Só para saber, você está usando initrd?

----------

## baldeante

 *fernandotcl wrote:*   

>  *baldeante wrote:*   Não é exactamente para testes, estou a tentar colocar o kernel gentoo-sources-2.4.25 mas até agora tenho tido pouca sorte pois ao comecara carregar o kernel após o lilo (e tambem já testei com o grub) o pc reinicia, uma vez que já tentei todas as hipoteses de configuracao de kernel que me lembrei e me foram apresentadas no link referido no meu primeiro post desta thread vou tentar outras releases do kernel.
> 
> Neste momento estou a pensar tentar o vanilla-sources se funcionar vou deixa-lo a correr uma vez que o kernel que inicialmente tentei não esta a arrancar, por mais que tente tirar ou colocar opcões com o make menuconfig simplesmente não arranca o pc reinicia, não pode ser do lilo (ou do grub) porque a opção do windows funciona perfeitamente. 
> 
> Só para saber, você está usando initrd?

 

Suponho que estejas a falar do modo como chamo o kernel no grub e nesse caso a resposta á não, pois não usei o genkernel configurei manualmante o kernel com make menuconfig.

----------

## fernandotcl

 *baldeante wrote:*   

>  *fernandotcl wrote:*    *baldeante wrote:*   Não é exactamente para testes, estou a tentar colocar o kernel gentoo-sources-2.4.25 mas até agora tenho tido pouca sorte pois ao comecara carregar o kernel após o lilo (e tambem já testei com o grub) o pc reinicia, uma vez que já tentei todas as hipoteses de configuracao de kernel que me lembrei e me foram apresentadas no link referido no meu primeiro post desta thread vou tentar outras releases do kernel.
> 
> Neste momento estou a pensar tentar o vanilla-sources se funcionar vou deixa-lo a correr uma vez que o kernel que inicialmente tentei não esta a arrancar, por mais que tente tirar ou colocar opcões com o make menuconfig simplesmente não arranca o pc reinicia, não pode ser do lilo (ou do grub) porque a opção do windows funciona perfeitamente. 
> 
> Só para saber, você está usando initrd? 
> ...

 

Não, me refiro ao Initial RAM Disk, que às vezes dá problema pois alguém está com ele habilitado no kernel e não carregado pelo bootloader.

----------

## baldeante

 *fernandotcl wrote:*   

>  *baldeante wrote:*    *fernandotcl wrote:*    *baldeante wrote:*   Não é exactamente para testes, estou a tentar colocar o kernel gentoo-sources-2.4.25 mas até agora tenho tido pouca sorte pois ao comecara carregar o kernel após o lilo (e tambem já testei com o grub) o pc reinicia, uma vez que já tentei todas as hipoteses de configuracao de kernel que me lembrei e me foram apresentadas no link referido no meu primeiro post desta thread vou tentar outras releases do kernel.
> 
> Neste momento estou a pensar tentar o vanilla-sources se funcionar vou deixa-lo a correr uma vez que o kernel que inicialmente tentei não esta a arrancar, por mais que tente tirar ou colocar opcões com o make menuconfig simplesmente não arranca o pc reinicia, não pode ser do lilo (ou do grub) porque a opção do windows funciona perfeitamente. 
> 
> Só para saber, você está usando initrd? 
> ...

 

Para ser sincero não sei como te responder, de qualquer forma passei-me com a instalação do gentoo e comecei tudo de raiz a semelhança do que faco com o windows quando este me comeca a chatear demasiado.

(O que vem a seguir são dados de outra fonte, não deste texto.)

PR #3126, opened 2025-01-14
LB-1724: Improve 'link listens' / 'link with musicbrainz' text

Aerozol:
Clarifying when and how 'Link listens' page data gets updated.
Tightened up the text and text hierarchy while in there, to try avoid the text amount piling up.

Specifically:
- Added Link listens to the Data Update Intervals document table
- Changed the page text to have a succinct header/explanatory paragraph (without any how-to text)
- Moved some how-to text to the small print
- Added when the page updates (Monday) to the small print

### DIFF
--- a/docs/general/data-update-intervals.rst
+++ b/docs/general/data-update-intervals.rst
@@ -13,6 +13,7 @@ Removing deleted listens from stats			    On the 2nd and 16th of each month
 Full dumps						                1st and 15th of each month
 Incremental dumps					            Daily
 Weekly playlists						           Monday morning, based on the users timezone setting
+Link listens						           Monday morning, based on the users timezone setting
 Daily playlists [#f3]_						          Every morning, based on the users timezone setting
 =============================================== =========================================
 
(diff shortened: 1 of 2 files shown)


Aerozol:
Thanks in advance for reviewing! Hopefully this should be pretty straightforward, but I'm sure it will need some formatting magic. Also needs a check in a test environment to make sure I didn't derp up any code.

The other thing that I'm not sure about: @amCap1712 mentioned that the page updates/the cron runs on Mondays. I've put in "Monday morning, based on the users timezone setting" because that's what the other Monday cron has, but I don't actually know when. If that's wrong please correct it, or let me know and I'll change it.

MonkeyDo (approved):
I did a bit of (manual) formatting in the .rst docs file because it was bothering me :D

More importantly, I corrected the time at which it runs, being 2AM UTC rather than depending on user-defined timezone.

Also took a moment to format the date a bit better in the Link Listens page -> 'Jan 13, 2:29 PM' instead of '1/13/2025'  with no time.

Aerozol:
Thank you @MonkeyDo <3

PR #3128, opened 2025-01-16
Add back button and secondary navbar to playlist pages

MonkeyDo:
This was originally done in #2598 when we were still rendering everything in flask.
However it was lost in the move to single-page app architecture and front-end routing.
We did add the back button on artist and album pages (in a0cd3f5), but I am now making this layout component generic to be used for other such pages.

image


anshg1214 (approved):
LG!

E não sei o que fiz de diferente pois usei o mesmo make.conf bem como o mesmo lilo.conf e agora ja arranca no entanto fiz uma asneira esqueci-me de colocar suporte para ext3 e devfs no kernel estou neste momento a reiniciar com o live cd do gentoo para corigir esta estupida distração.  :Embarassed:   :Embarassed: 

Vou no entanto confirmar que mais fiz de diferente nas configurações do kernel e aproveito para ver se pus o initial  ram disk no kernel. Se não pus  ele vai continuar de fora.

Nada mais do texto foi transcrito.